A surprise meal is also in the making for Bev Shaffer, only her son is 25 years old. Shaffer is the cooking-school director and cooking teacher at Mustard Seed Market and Cafe in Akron and in Solon, Ohio. Her son, Ray, lives next door to his parents in Seville, Ohio, and enjoys cooking for them several times a month.

"It's a great way for me to spend time with her," says the younger Shaffer. "It's something we both enjoy doing."

"I grew up in an ethnic family and cooked with my mom all the time," Ray's mom says. "I think Ray wants the same thing passed down to him."

Childhood allergies prevented Ray from eating packaged foods so he and his mom baked, cooked and made jams together. "She started teaching me how to cook because she knew I would have to be able to cook in order to survive," Ray says. "I ended up outgrowing my allergies but I still have that love of cooking."

Ray specializes in Asian and Italian food and enjoys making his own version of pasta sauce with port wine.

The Shaffer family, like many, agree that cooking together and sharing good food is an important part of everyday life and not only for special occasions.

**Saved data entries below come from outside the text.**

PR #1201, opened 2015-11-11
Don't call builder on every request.

marshall-lee:
Hello!

This is an attempt to fix a most wrong thing in Grape: middleware stack is initializing *on every request* and even more Grape `dup` them when they're called.

I don't know should it be merged or not. It might break someone's code even when specs are green.

### DIFF
--- a/lib/grape/endpoint.rb
+++ b/lib/grape/endpoint.rb
@@ -188,6 +188,7 @@ module Grape
     end
 
     def call(env)
+      build_app
       dup.call!(env)
     end
 
@@ -195,13 +196,8 @@ module Grape
       extend helpers
 
       env[Grape::Env::API_ENDPOINT] = self
-      if options[:app]
-        options[:app].call(env)
-      else
-        builder = build_middleware
-        builder.run ->(arg) { run(arg) }
-        builder.call(env)
-      end
+      @env = env
+      @app.call(env)
     end
 
     # Return the collection of endpoints within this endpoint.
@@ -216,9 +212,8 @@ module Grape
 
     protected
 
-    def run(env)
+    def run
       ActiveSupport::Notifications.instrument('endpoint_run.grape', endpoint: self, env: env) do
-        @env = env
         @header = {}
 
         @request = Grape::Request.new(env)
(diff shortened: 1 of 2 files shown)


marshall-lee:
The most scary thing here is that if I put `build_app` call to `initialize` there is exactly one failing spec: `rspec spec/grape/api_spec.rb:2431` that was caught by accident, I think.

"There's an incredible amount of communication that happens around food," says Deann Bayless, the immediate past president of Women Chefs and Restaurateurs. "It's the thing that sparks communication. When you're cooking with them, kids can open up more because you're not sitting across from them, staring them in the eye."

Bayless co-owns the celebrated Chicago restaurants Frontera Grill and Topolobampo with her husband, award-winning chef, television personality and cookbook author Rick Bayless.

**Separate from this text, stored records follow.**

PR #2177, opened 2021-05-04
Fix ordering issues between as: and default: validations

### LINKED ISSUE #2094: Issue with the order of as: and default: options on param declarations
Am fairly new to Grape, so apologies if this has come up elsewhere already but doing a quick scan I couldn't see anything covering this issue I was having with using both `as` and `default` param options.

If I use the following to set an `endDate` param with a default value and convert it to `end_date` then the default value behaviour works as expected.

```ruby
params do
  optional :endDate, type: Date, default: (Date.current + 50.days).end_of_month, as: :end_date
end
```
Would result in the default param value being set when no param was sent:

```sh
(byebug) params
{"end_date"=>Wed, 30 Sep 2020}
```
However if I use following for the same request, and specify the `as` option first, the default value is never set on the params, even when using `declared` (although not sure this would make a difference anyway).

```ruby
params do
  optional :endDate, as: :end_date, type: Date, default: (Date.current + 50.days).end_of_month
end
```
Would result in:

```sh
(byebug) params
{}
(byebug) declared(params)
{"end_date"=>nil}
```

I'm assuming this might be a bug with how the param options are being parsed by Grape but wanted to also make sure I wasn't doing something dumb.

Catsuko:
Fixes #2094 where it was found that defining `as:` before `default:` would fail to add the default whereas `as:` after `default:` would work fine.

### DIFF
--- a/CHANGELOG.md
+++ b/CHANGELOG.md
@@ -6,7 +6,8 @@
 
 #### Fixes
 
-* [#2176](https://github.com/ruby-grape/grape/pull/2176): Fixes issue-2175 - options call failing if matching all routes - [@myxoh](https://github.com/myxoh).
+* [#2176](https://github.com/ruby-grape/grape/pull/2176): Fix: OPTIONS fails if matching all routes - [@myxoh](https://github.com/myxoh).
+* [#2177](https://github.com/ruby-grape/grape/pull/2177): Fix: `default` validator fails if preceded by `as` validator - [@Catsuko](https://github.com/Catsuko).
 * Your contribution here.
 ### 1.5.3 (2021/03/07)
 
--- a/lib/grape/validations/params_scope.rb
+++ b/lib/grape/validations/params_scope.rb
@@ -300,9 +300,15 @@ module Grape
         # type casted values
         coerce_type validations, attrs, doc_attrs, opts
 
+        as = validations.delete(:as)
+
         validations.each do |type, options|
           validate(type, options, attrs, doc_attrs, opts)
         end
+
+        # Validate as last so other validations are applied to
+        # renamed param
+        validate(:as, as, attrs, doc_attrs, opts) if as
       end
 
       # Validate and comprehend the +:type+, +:types+, and +:coerce_with+
--- a/lib/grape/validations/params_scope.rb
+++ b/lib/grape/validations/params_scope.rb
@@ -289,11 +289,7 @@ module Grape
         opts = derive_validator_options(validations)
 
         # Validate for presence before any other validators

They try to cook a meal together with their 12-year-old daughter Lanie once a week. "The sharing of food is the most wonderful thing there is and to make it is a wonderful thing," says the mom.

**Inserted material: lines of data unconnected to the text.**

PR #2179, opened 2021-07-08
Reproducible spec to showcase `API.inherited` issue

yogeshjain999:
We're trying to extend the `Grape::API` in one of our gem and found one issue where `Grape::API.inherited` hook doesn't get called when overridden via module composition. It only works when overridden in class itself.

For example,

```ruby
module Inherited
  # This doesn't get called when extended in `API` specific classes
  def inherited(api)
    super
    # ...
  end
end

class RootAPI < Grape::API
  extend Inherited
end

class ChildAPI < RootAPI
end
```

We identified this happens because `inherited` isn't calling `super`. I'm creating this PR in order to showcase reproducible spec. I can create another PR with the fix.

### DIFF
--- a/spec/grape/api_spec.rb
+++ b/spec/grape/api_spec.rb
@@ -4081,6 +4081,49 @@ XML
     end
   end
 
+  describe '.inherited' do
+    context 'overriding within class' do
+      let(:root_api) do
+        Class.new(Grape::API) do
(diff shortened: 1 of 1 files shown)


yogeshjain999:
Closing this wrt #2180 merge.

Sharing breakfast before a busy day is another ritual in the Bayless household. So it's not surprising that when it comes to Mother's Day, the first meal of the day is the one Lanie likes to make for her mom. Typically, it's a Dutch Baby, a skillet-sized oven pancake that rises and falls like a popover. Lanie fills the sunken center with fresh fruit and syrup and a sprinkling of powdered sugar.

No matter what rituals families have on Mother's Day, most moms would agree with chef Adams when she says: "I've never felt that Mother's Day is about pampering mom. It's about the celebration of my children. I feel really blessed and honored to be a mother."